RIP action hero Jim Kellyby Mike Sargent
July 1, 2013
Martial artist, athlete, and action hero Jim Kelly passed this past Saturday. He was 67 and according to his former wife Marilyn Dishman died of cancer.
6’2″ Kelly was most known for his small but significant role in the film enter the Dragon alongside Bruce Lee.
Kelly made his debut in the 1972 action film Melinda Alongside matinee idol Calvin Lockhart & Vonetta Mcgee. After His groundbreaking appearance in Enter the Dragon he went on to star and several other iconic films in the 70s most notably Black Belt Jones and Three the Hard Way.
Part of Kelly’s appeal as you can see in films like black belt Jones and most blaxploitation Films of the time exemplified how black people felt in white dominated society that often targeted them. this is racial profiling 70s style.
After the 70s and the 1982 de facto sequel to Three The Hard Way; One Down Two To Go, Jim Kelly moved on to other things besides film. Primary of which becoming a ranked tennis pro and traveling the world in that capacity.
Over the next 30 years he occasionally appeared in the TV shows like Highway to Heaven, and the occasional commercial like the Nike commercial he did into 2004 with NBA star LeBron James,which was a spoof of the Bruce lee film Game of Death and was banned in China.
Besides what he represented to many young African-Americans at the time, Jim Kelly and the novelty at the time of a black martial artist allowed a number of things to happen that in many ways has yet to happen again.
His Black Belt Jones was really a bridge between two genres of film that were popular in the 70s karate films and blacks flirtation films.
But more significantly having a karate action film even with its Black star allowed for Kelly’s films to be released around the world, something very few if not blaxploitation films were able to do at the time and black films still today have an enormous difficulty doing.
Black Belt Jones and it’s de facto sequel The Tattoo connection and other Jim Kelly films saw quite a bit of the international market.
Kelly’s Afro and sideburns” cool cat demeanor earned him a three film contract with Warner Bros.

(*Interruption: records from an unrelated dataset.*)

PR #884, opened 2025-01-22
Solana query cleanups

peachbits:
### CHANGELOG

- [ ] Yes
- [ ] No

### Dependencies

 none

### Description

 none

---
  - https://app.asana.com/0/0/1209199800706689

### DIFF
--- a/src/solana/SolanaEngine.ts
+++ b/src/solana/SolanaEngine.ts
@@ -38,7 +38,7 @@ import { base16, base64 } from 'rfc4648'
 import { CurrencyEngine } from '../common/CurrencyEngine'
 import { PluginEnvironment } from '../common/innerPlugin'
 import { getRandomDelayMs } from '../common/network'
-import { asyncWaterfall, promiseAny } from '../common/promiseUtils'
+import { asyncWaterfall, promiseAny, timeout } from '../common/promiseUtils'
 import { cache, cleanTxLogs, getOtherParams } from '../common/utils'
 import { SolanaTools } from './SolanaTools'
 import {
@@ -73,7 +73,7 @@ export class SolanaEngine extends CurrencyEngine<
   base58PublicKey: string
   feePerSignature: string
   getPriorityFee: () => Promise<string>
-  recentBlockhash: string
+  getRecentBlockhash: () => Promise<string>
   chainCode: string
   otherData!: SolanaWalletOtherData
   fetch: EdgeFetchFunction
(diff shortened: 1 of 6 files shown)


src/solana/SolanaEngine.ts
```diff
@@ -157,48 +156,39 @@ export class SolanaEngine extends CurrencyEngine<
...
+      )
+
+      const allTokenIds = [...Object.keys(this.allTokensMap)]
       const detectedTokenIds: string[] = []
-      for (const [i, tokenId] of allTokenIds.entries()) {
-        const tokenBal = asMaybe(asTokenBalance)(tokenBals[i])
-        // empty token addresses return an error "Invalid param: could not find account".
-        // If there was an actual error with the request it would have thrown already
-        const balance = tokenBal?.result?.value?.amount ?? '0'
+      for (const tokenId of allTokenIds) {
```
swansontec, line 190: Faster & easier to read if you get rid of the `allTokenIds` variable: `for (const tokenId of Object.keys(this.allTokensMap))`.

Also, why are we looping over every token, including disabled ones? Is this for auto-detect tokens? Otherwise, this.enabledTokenIds seems better.

src/solana/SolanaEngine.ts
```diff
@@ -726,12 +726,12 @@ export class SolanaEngine extends CurrencyEngine<
         lamports: parseInt(nativeAmount)
       })
       instructions.push(transferInstruction)
-    }
 
-    if (tokenId != null && eq(totalTxAmount, balance)) {
-      // This is a max token send so we don't need to consider the minimumAddressBalance
-    } else if (gt(add(totalTxAmount, minimumAddressBalance), balance)) {
-      throw new InsufficientFundsError({ tokenId })
+      if (eq(totalTxAmount, balance)) {
```
swansontec, line 741: So this check is only relevant to SOL, not tokens? Because before, it only applied to tokens for some reason. I guess that was the bug.

swansontec (changes requested):
I really like the new `cache` function!

src/solana/SolanaEngine.ts
peachbits: Correct it's for auto-detection

src/solana/SolanaEngine.ts
peachbits: Yeah this specific minimumAddressBalance check is only relevant to SOL transfers and was incorrectly checking token amounts

swansontec (approved):
Approved for staging

PR #886, opened 2025-01-25
Fix TON transaction handling

peachbits:
### CHANGELOG

- [ ] Yes
- [ ] No

### Dependencies

 none

### Description

 none

---
  - https://app.asana.com/0/0/1209207870668232

### DIFF
--- a/src/ton/TonEngine.ts
+++ b/src/ton/TonEngine.ts
@@ -82,7 +82,7 @@ export class TonEngine extends CurrencyEngine<TonTools, SafeCommonWalletInfo> {
 
   async queryBalance(): Promise<void> {
     try {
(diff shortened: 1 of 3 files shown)


src/ton/TonEngine.ts
```diff
@@ -121,7 +121,7 @@ export class TonEngine extends CurrencyEngine<TonTools, SafeCommonWalletInfo> {
           lt: inLoopLogicalTime,
           hash: inLoopHash,
           inclusive: false,
-          archival: this.archiveTransactions
+          archival: true // must always be true, because reasons
```
swansontec, line 124: // ... because ton center reasons

PR #888, opened 2025-01-27
Add Solana broadcast retry logic

peachbits:
### CHANGELOG

- [ ] Yes
- [ ] No

### Dependencies

 none

### Description

 none

---
  - https://app.asana.com/0/0/1209228669381844

### DIFF
--- a/src/solana/SolanaEngine.ts
+++ b/src/solana/SolanaEngine.ts
@@ -5,6 +5,7 @@ import {
 } from '@solana/spl-token'
 import {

A significant African-American acting career accomplishment then and even now.
He was cited as saying that he left the business not because he wanted to, and in his eyes never really left the movie business but a certain point was unable to get the type of projects he wanted to do.
Kelly was born in Paris, Kentucky and began his athletic career in high school competing in basketball, football, track and field.

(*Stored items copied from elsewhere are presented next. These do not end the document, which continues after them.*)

PR #894, opened 2025-02-17
Optimize Solana transaction query

peachbits:
### CHANGELOG

- [ ] Yes
- [ ] No

### Dependencies

 none

### Description

 none

---
  - https://app.asana.com/0/0/1209208659072454

### DIFF
--- a/src/common/CurrencyEngine.ts
+++ b/src/common/CurrencyEngine.ts
@@ -808,6 +808,13 @@ export class CurrencyEngine<
     return checkpointB
   }
 
+  updateTransactionEvents(): void {
+    if (this.transactionEvents.length > 0) {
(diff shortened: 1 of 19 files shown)


src/common/CurrencyEngine.ts
```diff
@@ -796,6 +796,14 @@ export class CurrencyEngine<
     return checkpointB
   }
 
+  updateTransactionEvents(): void {
+    if (this.transactionEvents.length > 0) {
+      this.walletLocalDataDirty = true
```
swansontec, line 801: The `CurrencyEngine.addTransaction` call already handles `walletLocalDataDirty = true` if there are any changes, so do we need it here?

swansontec (approved):
One question, but otherwise this makes sense.

PR #897, opened 2025-02-24
Use a `PeriodicTask` in `addToLoop`

swansontec:
Instead of directly messing with timers, we can use a periodic task to ensure that there is exactly one copy of each task running at once, and automatically start & stop them as the engine toggles on or off.

### CHANGELOG

- [x] Yes
- [ ] No

### Dependencies

 none

### Description

 none

---
  - https://app.asana.com/0/0/1209488312133556


peachbits (approved):
Looks good to me!

PR #899, opened 2025-02-25
Add RLUSD

peachbits:
### CHANGELOG

- [ ] Yes
- [ ] No

### Dependencies

 none

### Description

 none

---
  - https://app.asana.com/0/0/1209103243011508

### DIFF
--- a/src/ripple/rippleInfo.ts
+++ b/src/ripple/rippleInfo.ts
@@ -46,6 +46,21 @@ const currencyInfo: EdgeCurrencyInfo = {
 }
 
 export const builtinTokens: EdgeTokenMap = {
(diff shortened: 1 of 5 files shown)


src/ripple/rippleInfo.ts
```diff
@@ -46,6 +46,21 @@ const currencyInfo: EdgeCurrencyInfo = {
 }
 
 export const builtinTokens: EdgeTokenMap = {
```
paullinator, line 48: need to add SOLO

paullinator (changes requested):

paullinator (approved):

In 1971 he won four international martial arts championships and scored the role in Enter the Dragon when more known and established actor Rockne Tarkington dropped out unexpectedly. Rockne as Blaxploitation aficionados may know had the starring role that year in Warner Bros. film Black Sampson.
Kelly’s brief but memorable appearance and Enter the Dragon open the door for him to make nearly a dozen other films.
He also choreographed his own fight sequences in films like His 1976 action film Hot Potato, which was written and directed by one of the few black writers/directors/ producers of the time Oscar Williams. He had previously directed him in Black belt Jones
His most recent films were the action comedies Afro Ninja and a cameo role in Undercover Brother that was cut out of the theatrical release but can be seen on the DVD.